The latency of ASR is measured using real time factor (RTF). It is defined in Equation (2). In simple terms, with a RTF of 0.5, two seconds of audio will be transcribed by the system in one second.
R T F = ( r e a d t i m e + i n f e r e n c e t i m e + d e c o d i n g t i m e ) / t o t a l u t t t e r a n c e d u r a t i o n
We compute the avg, mean, pctl 75 and pctl 90 RTF over all the audio samples in each data set. We also used PyTorch profiler to visualize the CPU usage of various operators and functions inside the models.

3.4.3. Efficiency

We measure the CPU load and memory footprint during the entire data set evaluation, using the Linux top command. The top command is executed in the background every two minutes in order to avoid side effects on the main inference script.
The model load time is measured by collecting the torch.jit.load API latency to load the scripted model. We separately measured the load time by running 10 iterations and took an average. We ensured that the load time measurements were from a clean state, i.e., from the system boot, to discount any caching in the Linux OS layer for subsequent model loads.

4. Results

In this section, we present the accuracy, performance and efficiency metrics for Speech2Text and Wav2Vec model inference.

4.1. WER

Table 3 and Table 4 show the WER on Raspberry Pi and Jetson Nano, respectively.
The WER is slightly higher for the quantized models, compared to the unquantized ones by an avg of ∼0.5%. This is a small trade off in accuracy for better RTF and efficient inference. The test-other and dev-other data sets have a higher WER, compared to the test-clean and dev-clean data sets. This is expected because other datasets are noisier, compared to clean ones.
The WER on device for unquantized models is generally higher than what is reported on the server. We need to investigate further to understand this discrepancy. One plausible reason could be due to a smaller sampled dataset used in our evaluation, compared to the server WER, which is calculated over the entire dataset.
WER for the Wav2Vec case is higher because of batching of the input samples at the 64 K (4 s audio) boundary. If a sample duration is longer than 4 s, we divide it into two batches. See Section 3.3 for the reasoning. So, words at the boundary of 4 s can be misinterpreted. We plan to investigate this batching problem in future. We report the WER figures here for the purpose of completeness.

4.2. RTF

In our experiments, RTF is dominated by model inference time > 99% compared to other two factors in (2). Table 5 and Table 6 show the RTF for Raspberry Pi and Jetson Nano, respectively. RTF does not vary between different data sets for the same models. Hence, we show the RTF (avg, mean, pctl 75 and pctl 90) per model instead of one per data set.
RTF is improved by ∼10% for quantized models, compared to unquantized floating point models. This is because CPU has to load less memory and can run tensor computations more efficiently in int8 than in floating points. The inferencing of the Speech2Text model is three times faster than the Wav2Vec model. This can be explained by the fact that the Wav2Vec has three times more parameters than the Speech2Text model (refer to Table 7). There is no noticeable difference in RTF between 100 hr and 960 hr fine-tuned Wav2Vec models because the number of parameters do not change between 960 hr and 100 hr fine-tuned models.
RTF on Jetson Nano is three times better for the Speech2Text model and five times better for the Wav2Vec model, compared to Raspberry Pi. Nano is able to make use of a large number of CUDA cores for tensor computations. We do not evaluate quantized models on Nano because CUDA only supports floating point computations.
Wav2Vec RTF on Raspberry Pi is close to real time, whereas in every other case, the RTF is far below 1. This implies that on-device ASR can be used for real-time dictation, accessibility, voice based app navigation, translation and other such tasks without much latency.

4.3. Efficiency

For both CPU and memory measurements over time, we use the Linux top command.

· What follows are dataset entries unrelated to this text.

PR #1063, opened 2025-09-06
gptel-gemini: Update model information

benthamite:
This PR supplies missing `output-cost` and `cutoff-date` information for a few model; trims docstrings to ensure they fit the space allotted; and removes an unnecessary URL.


karthink:
@benthamite Thank you!

PR #1357, opened 2026-04-17
fix: move preset capf description to company-compatible location

### LINKED ISSUE #1356: Use company-compatible attributes for `gptel-preset-capf`.
`gptel-preset-capf` puts the agent `:description` in the `:annotation-function` slot, but since many description strings are long, this causes many backends to look really bad.

Image

The most common convention is to use `:company-doc-buffer` instead. `company-mode` is common, and most other buffer completion packages are compatible with it. Emacs built-ins supply these attributes (e.g., see `elisp-completion-at-point`).

I experimented with attempting to make `gptel-agent-capf` sensitive to completion packages, but that gets complicated and I think it's simpler to use the convention.

Cerebus:
Closes #1356 

Example w/ corfu:

image

### DIFF
--- a/gptel.el
+++ b/gptel.el
@@ -2798,11 +2798,18 @@ Add this to `completion-at-point-functions'."
              (list (point) (+ (point) num)
                    gptel--known-presets
                    :exclusive 'no
-                   :annotation-function
-                   #'(lambda (c) (thread-first
-                              (intern-soft c)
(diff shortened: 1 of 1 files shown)


karthink:
As discussed in #1356, please retain the `:annotation-function` with truncated descriptions in addition to `:company-doc-buffer`.

karthink:
@Cerebus gentle ping

PR #1362, opened 2026-04-19
Add Opus 4.7 as an Anthropic model.

djr7C4:
This PR also corrects Sonnet 4.6's context size to 1M as per the current
Anthropic documentation.


karthink:
Merged, thank you!

PR #1363, opened 2026-04-19
gptel-request: Add -N flag to curl on all platforms to fix regression

aagit:
The -N flag (no-buffering) was previously added for macOS in 4747ffa251af84dbb6fe181f5d2b484ec2e442a7, but
85126d398c800dfed80a91aac990a5dc0d15f9a6 caused a regression on Linux as well. I assume it's safer to add it on all platforms, not just Linux and Mac, just in case.

### DIFF
--- a/gptel-request.el
+++ b/gptel-request.el
@@ -727,13 +727,13 @@ See `gptel-backend'."
   (cond
    ((memq system-type '(windows-nt ms-dos))
     '("--disable" "--location" "--silent" "-XPOST"
-      "-y7200" "-Y1" "-D-"))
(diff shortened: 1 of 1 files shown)


Stebalien:
I can confirm this fixes "choppy" output on my Linux box (curl 8.18.0).

karthink:
Merged, thanks @aagit.

There is no difference between the MacOS and Linux Curl command lines after this patch, but I retained the three-way `cond` anyway, just in case we need to revert a change.

aagit:
Hi @karthink, yes I didn't write it, but that's exactly why I left it there too. Thanks.

PR #1364, opened 2026-04-19
gptel-request: make it possible to abort a single request

Stebalien:
This change makes it possible to abort a single request by passing an FSM.

### DIFF
--- a/gptel-request.el
+++ b/gptel-request.el
@@ -2258,33 +2258,33 @@ Initiate the request when done."
     (unless (plist-get info :dry-run) (gptel--fsm-transition fsm))
     fsm))
 
-(defun gptel-abort (buf)
-  "Stop any active gptel process associated with buffer BUF.
+(defun gptel-abort (buf-or-fsm)
+  "Abort a gptel request associated with BUF-OR-FSM.
 
-BUF defaults to the current buffer."
+When BUF-OR-FSM is a buffer, abort the most recent gptel requests
+associated with that buffer.
+
+When BUF-OR-FSM is a `gptel-fsm' (e.g., returned by `gptel-request'),
+abort that request.
+
+BUF-OR-FSM defaults to the current buffer."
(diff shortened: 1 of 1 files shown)


karthink:
Thanks for the PR.  I haven't looked at the code yet, but the idea of aborting a specific request by FSM makes sense.

2 is incorrect, `gptel-abort` should abort only the latest active request in the buffer.  So calling it three times should abort the three latest active requests, in turn.  If that's not happening it's a separate bug.

Stebalien:
> 2 is incorrect, gptel-abort should abort only the latest active request in the buffer. So calling it three times should abort the three latest active requests, in turn. If that's not happening it's a separate bug.

That's what it did, but the docs said:

> Stop any active gptel process associated with buffer BUF.

TBH, I think "stop everything" makes more sense but I'm also happy to just fix the docs.

Stebalien:
Eh, nvm. I can see it both ways. I've updated it to stop the first request it finds.

However, I do have to ask: is it possible to have multiple requests outstanding associated with a single FSM? If so, this logic isn't quite correct.

(I aslo won't be offended if you want to do this your own way, I ended up refactoring the logic a bit and I don't want to impose my opinions on your code)

karthink:
> However, I do have to ask: is it possible to have multiple requests outstanding
> associated with a single FSM? If so, this logic isn't quite correct.

No, one FSM == one request at a time.  It can be a multi-turn request if there are tool calls.

Stebalien:
Ah, got it. Then the PR should be correct as-is.

karthink:
I'm not sure I like the idea of a union type (buf-or-fsm) for abort here, it feels like a hack.  I'll need to think some more about this.  But it seems like splitting this into two functions, an interactive command `gptel-abort` that takes a buffer as an argument, that in turn calls a non-interactive function `gptel--abort-fsm` that takes an fsm as an action, might be cleaner.

PR #1367, opened 2026-04-20
gptel: fix gptel-with-preset when :parents is the first keyword

Stebalien:
When :parents comes first in the preset definition, `syms` is nil here so `(nconc syms ...)` doesn't update `syms`.

To reproduce:

```elisp
(gptel-make-preset 'parent
  :system "parent system prompt")
(gptel-make-preset 'child
  :parents '(parent)
  :use-tools t)
(gptel--preset-syms 'child)
```

### DIFF
--- a/gptel.el
+++ b/gptel.el
@@ -2658,7 +2658,7 @@ PRESET is the name of a preset, or a spec (plist) of the form
         ((or :description :pre :post))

The command is executed in loop every 2 min in order to not affect the main processing.

4.3.1. CPU Load

Figure 4 and Figure 5 show the CPU load of all model inferences on Raspberry Pi and Jetson Nano, respectively. The CPU load in Nano for both the Speech2Text and Wav2Vec models is ∼85% in steady state. It mostly uses one of the four cores during operation. Most of the CPU processing on Nano is for copying the input to memory for GPU processing and also copying back the output. On Raspberry Pi, the CPU load is ∼380%. Since all the tensor computations happen on CPU, all CPU cores are utilized fully during model inference. On Nano, the initial few minutes are spent loading and benchmarking the model. That is why the CPU is not busy during the initial few minutes.

4.3.2. Memory Footprint

Figure 6 and Figure 7 show the memory of all model inferences on Raspberry Pi and Jetson Nano, respectively. The memory values presented here are RES (resident set size) values from top command. On Raspberry Pi, the quantized Wav2Vec model consumes ∼50% less memory (from 1 GB to 560 MB), compared to the unquantized model. Similarly, the Speech2Text model consumes ∼40% less memory (from 480 MB to 320 MB), compared to the unquantized model. On Nano, memory consumption for the Speech2Text model is ∼1 GB, and the Wav2Vec model is ∼500 MB. On Nano, the same memory is shared between GPU and CPU.

4.3.3. Model Load Time

Table 8 shows the model load times on Raspberry Pi and Jetson Nano. A load time of 1–2 s on Raspberry Pi seems reasonable for any practical application where the model is loaded once and the process inference requests multiple times. The load time on Nano is 15–20 times longer than on Raspberry Pi. Nano cuDNN has to allot some amount of cache for loading the model, which takes time.

4.4. PyTorch Profiler

PyTorch profiler (https://pytorch.org/tutorials/recipes/recipes/profiler_recipe.html (accessed on 30 October 2021)) can be used to study the time and memory consumption of the model’s operators. It is enabled through Context Manager in Python. The profiler is used to understand the distribution of CPU percentage over model operations. Some of the columns from the profiler are not shown in the table for simplicity.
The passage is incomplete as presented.